A chemist in Syracuse University’s College of Arts and Sciences has been awarded a major grant extension, enabling him to continue studying a rare genetic disorder known as Prader-Willi Syndrome (PWS).
James Hougland, assistant professor of chemistry, has received an additional $76,000 from the Foundation for Prader-Willi Research to build on his previous study of insatiable hunger associated with PWS. He plans to use the extension to investigate biochemical signaling in hunger, in hopes of finding a treatment for PWS.
Hougland says that people afflicted with PWS know all too well the intense desire to eat, independent of how much food they consume. “You know what it’s like to have an itch in the middle of your back that you can’t scratch?” he asks. “Imagine that’s hunger. Even if they eat enough, PWS patients still feel hungry.”
Insatiable hunger in PWS is of particular concern to Hougland because it can lead to morbid obesity. In fact, cardiovascular conditions resulting from obesity have been a source of PWS-associated mortality.
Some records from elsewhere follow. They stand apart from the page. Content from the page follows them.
PR #25607, opened 2022-08-30
HKG: add electric motor ECU query

sshane:
Hyundai EVs do not appear to have a dedicated engine or transmission ECU (no response whatsoever when querying many data identifiers).

Puts this ECU in data-collection mode. This is also the only ecu that returns the vin, so it likely replaces function of the engine and transmission, will check to make sure

- Checked Hyundai Tech Info, Ioniq 5 does not have a transmission module (TCM) listed, while 2020 Sonata does.
- Of course, no engine ECU at 0x7e0 either


selfdrive/car/fw_versions.py
```diff
@@ -339,12 +339,17 @@ def match_fw_to_car_exact(fw_versions_dict):
       if ecu_type not in ESSENTIAL_ECUS and not len(found_versions):
         continue
 
+      # Ignore ecus in the database for data collection
```
adeebshihadeh, line 342: doesn't have to be in this PR or anything, but we should think about ways to make this more explicit

selfdrive/car/tests/test_fw_fingerprint.py
```diff
@@ -45,15 +45,19 @@ def test_no_duplicate_fw_versions(self):
             self.assertFalse(len(duplicates), f"{car_model}: Duplicate FW versions: Ecu.{ECU_NAME[ecu[0]]}, {duplicates}")
 
   def test_blacklisted_ecus(self):
-    blacklisted_addrs = (0x7c4, 0x7d0)  # includes A/C ecu and an unknown ecu
+    blacklisted_addrs = {
+      "subaru": (0x7c4, 0x7d0),  # includes A/C ecu and an unknown ecu
+      "hyundai": (0x7e2,),  # currently collecting Ecu.vmcu fingerprints
+    }
```
adeebshihadeh, line 51: this is fundamentally the same problem

selfdrive/car/fw_versions.py
sshane: yeah, was thinking the same thing

jyoung8607: +1 I would like to use something like this to gather/prep for adding ABS/ESP and combinationMeter for VW.

sshane:
According to this article from Bosch about VCUs (which is what the parts sites report for the hardware id for the ECU on 0x7e2 for our EV6), the VCU assumes control of the inverter, battery management, engine and transmission control on fully EV cars: https://www.bosch-mobility-solutions.com/en/solutions/vehicle-computer/vehicle-control-unit/

sshane:
Not sure if we need this just yet

PR #25614, opened 2022-08-30
Ford Explorer 2020-21

adeebshihadeh:
- [ ] steering safety
- [ ] make steering good
  more investigation required - probably need closed loop controller for good steering
- [x] driver "torque blending"
  seems fine already?
- [x] look into FCWs
  disabled radar for now, probably not good yet
- [x] resume from ACC standstill
- [x] random disengagements
  looks like stock TJA was still enabled any maybe interfering/wanted driver wheel touch
- [x] detect non-adaptive cruise
- [x] test route in routes.py
- [x] add to process replay

Test route on 2021 Explorer King Ranch: `62241b0c7fea4589|2022-09-01--15-32-49`
Other firmware is from 2020 Explorer XLT (`59a107f5793d9cc0`)

see also https://github.com/commaai/panda/pull/1052


incognitojam:
I checked those FCW alerts in `62241b0c7fea4589|2022-08-30--13-12-32--4` and it looks like it wasn't the stock FCW

incognitojam:
Test drive on `8ab3348`
Route: `62241b0c7fea4589|2022-08-31--17-01-56`

PR #25615, opened 2022-08-30
modeld: PC Thneed prereqs

geohot:
Makes the tinygrad PR smaller.

Mostly it refactors thneed.cc into thneed_common.cc (used on PC), and thneed_qcom2.cc (Adreno specific stuff). A good refactor regardless.

It also adds passing in the cl_context to the model runners so they can reuse it. On PC this is required.


geohot:
Will merge if tests pass

PR #25619, opened 2022-08-31
USB power mode cleanup

### LINKED ISSUE #25601: Cleanup USB power modes
Seems like the USB power modes are now just a convoluted way to enable/disable bootkick. Will need to update panda, thermald, boardd, and [AGNOS](https://github.com/commaai/agnos-builder/blob/master/userspace/files/disable_bootkick.py).

adeebshihadeh:
This is all legacy stuff that now just means "disable bootkick" on the comma three. All bootkick logic is now in panda.


robbederks (approved):
lgtm if the red panda ev6 setup will still bootkick!

PR #25620, opened 2022-08-31
Toyota: fix permanent LKAS faults

### LINKED ISSUE #24943: Toyota: EPS fault while overriding
This is a rare steering fault while overriding. There's only one instance on 0.8.14:
```
TOYOTA RAV4 HYBRID 2017                  c6f9dea34ce475de|2022-06-05--20-30-22--8
```

sshane:


BrettLynch123:
Hi I have tested this on a Toyota 2022 Rav 4 Hybrid and works well. Made this short segment of it working 2475fb3eb2ffcc2e|2022-08-31--17-49-11--0

I also tested this on my 2020 Toyota Corolla Hybrid Sedan and made this short segment of it working
2475fb3eb2ffcc2e|2022-08-31--18-31-21--0

Great work :)

sshane:
I don't see `2475fb3eb2ffcc2e|2022-08-31--18-31-21` going above the 500 unit threshold to trigger the fault, you'll need to apply about 2x more torque on the wheel for that one. 

However you were above 500 units on `2475fb3eb2ffcc2e|2022-08-31--17-49-11` for more than 4 seconds without a permanent fault!

BrettLynch123:
Ok I had another try in the corolla and the only way I could think of to add more torque was to go faster as the wheel was turned all the way. So in this one it did disengage but was because stability control kicked in. I tried turning it off then OP wouldn't engage (good safety feature). But I think it was engaged enough to prove it working in the corolla. I also did another test a little slower so stability didn't kick in however It didn't seem to record. Possibly turned car off and on again too quickly not sure what went wrong.
This is the one that recorded 2475fb3eb2ffcc2e|2022-09-01--08-04-17--0

sshane:
Some results from 600,420 segments:

```python
c4f9de5fce000d77|2022-04-30--16-55-29--30, TOYOTA PRIUS TSS2 2021: Frames above 500 torques: 48

59ae3ab324f1ef46|2022-04-03--08-27-04--20, TOYOTA PRIUS TSS2 2021: Frames above 500 torques: 49

9d5c10b6f66f736a|2022-04-17--17-22-13--18, TOYOTA COROLLA TSS2 2019: Frames above 500 torques: 49
```

PR #26592, opened 2022-11-24
Fix typo in msm_kgsl.h

eltociear:
fucntion -> function


incognitojam:
This is an include from third party code, no need to fix typos

PR #26606, opened 2022-11-28
tools: Plotjuggler VideoViewer

ntegan1:
Add support in juggle.py for VideoViewer


ntegan1:
looks like this will be ubuntu only until we can include qtav mac in tools/setup.sh

adeebshihadeh:
Thanks for implementing this, but I think what we really want is Foxglove (see #30272) for this more advanced stuff.

PR #26608, opened 2022-11-28
Bump opendbc for new mazda port

MoreTore:


MoreTore:
@sshane Here is the PR.

adeebshihadeh:
We'll bump it here once the opendbc PR is merged. Just bump it in your own openpilot branch until then.

PR #26610, opened 2022-11-28
CarParams: log car control params

sshane:
Starting at only logging the max allowed control torque for the upcoming lat control refactor to map the accel factor to the absolute torque. Eventual plan is to add and fill these fields out and remove the fragmented CarControllerParams classes wherever possible: https://github.com/commaai/cereal/commit/e4f04c063f16cacc1ce64b24090a98f1c8f84f20


selfdrive/car/interfaces.py
```diff
@@ -98,6 +98,12 @@ def get_params(cls, candidate: str, fingerprint: Optional[Dict[int, Dict[int, in
     ret = CarInterfaceBase.get_std_params(candidate)
     ret = cls._get_params(ret, candidate, fingerprint, car_fw, experimental_long)
 
+    # Set maximum allowed steering torque
+    # TODO: the interfaces should set carControlParams
+    CarControllerParams = get_interface_attr("CarControllerParams")[ret.carName]
+    if CarControllerParams is not None and ret.steerControlType != car.CarParams.SteerControlType.angle:
+      ret.carControlParams.steerMax = CarControllerParams(ret).STEER_MAX
```
sshane, line 105: @adeebshihadeh are you fine with this cereal structure? Plan is to replace the classes with carParams eventually

adeebshihadeh:
Superseded by #26743

PR #26613, opened 2022-11-29
Car interface: set common params after port

sshane:
adds a wrapper function for `get_params`.

- removes all the pylint exceptions for the default mutable list and dict parameter values
- ability to set params after make-specific car interface fills out params (like rotationalInertia, soon to add stiffness)


adeebshihadeh (approved):
Nice cleanup!

selfdrive/car/interfaces.py
```diff
@@ -87,10 +87,27 @@ def __init__(self, CP, CarController, CarState):
   def get_pid_accel_limits(CP, current_speed, cruise_speed):
     return ACCEL_MIN, ACCEL_MAX
 
+  @classmethod
+  def get_params(cls, candidate: str, fingerprint: Optional[Dict[int, Dict[int, int]]] = None, car_fw: Optional[List[car.CarParams.CarFw]] = None, experimental_long: bool = False):
+    if fingerprint is None:
+      fingerprint = gen_empty_fingerprint()
+    if car_fw is None:
+      car_fw = list()
```
sshane, line 95:
```suggestion
    if fingerprint is None:
      fingerprint = gen_empty_fingerprint()

    if car_fw is None:
      car_fw = list()
```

The Hougland Lab focuses on the biochemical pathway underlying hunger signaling. Much of their work involves the “hunger hormone” ghrelin, which is produced by cells in the gastrointestinal tract. Ghrelin then enters the bloodstream and is transported to the hypothalamus in the brain, where it signals hunger. Only when one eats do ghrelin levels drop, thus turning off the impulse to consume more.
With PWS, insatiable hunger results when ghrelin signaling has gone awry: Levels remain high and don’t cycle down, after eating. One way to tackle this problem, Hougland says, is to stop the manufacture of the mature ghrelin protein.
This is done with an enzyme called ghrelin O-acyltransferase (GOAT). Before ghrelin can tell the brain it is hungry, GOAT tacks on a fatty acid chain to the signaling molecule. Hougland is using his grant award, as well as its extension, to figure out how to inhibit GOAT from adding this fatty acid.
“Because PWS is a genetic syndrome, you can’t cure it, but you can certainly treat the symptoms,” he says. “Even if PWS patients are overproducing ghrelin, we can try to block the enzyme that activates ghrelin. This will cause them to pump out an inactive form of it to blunt the hunger signal.”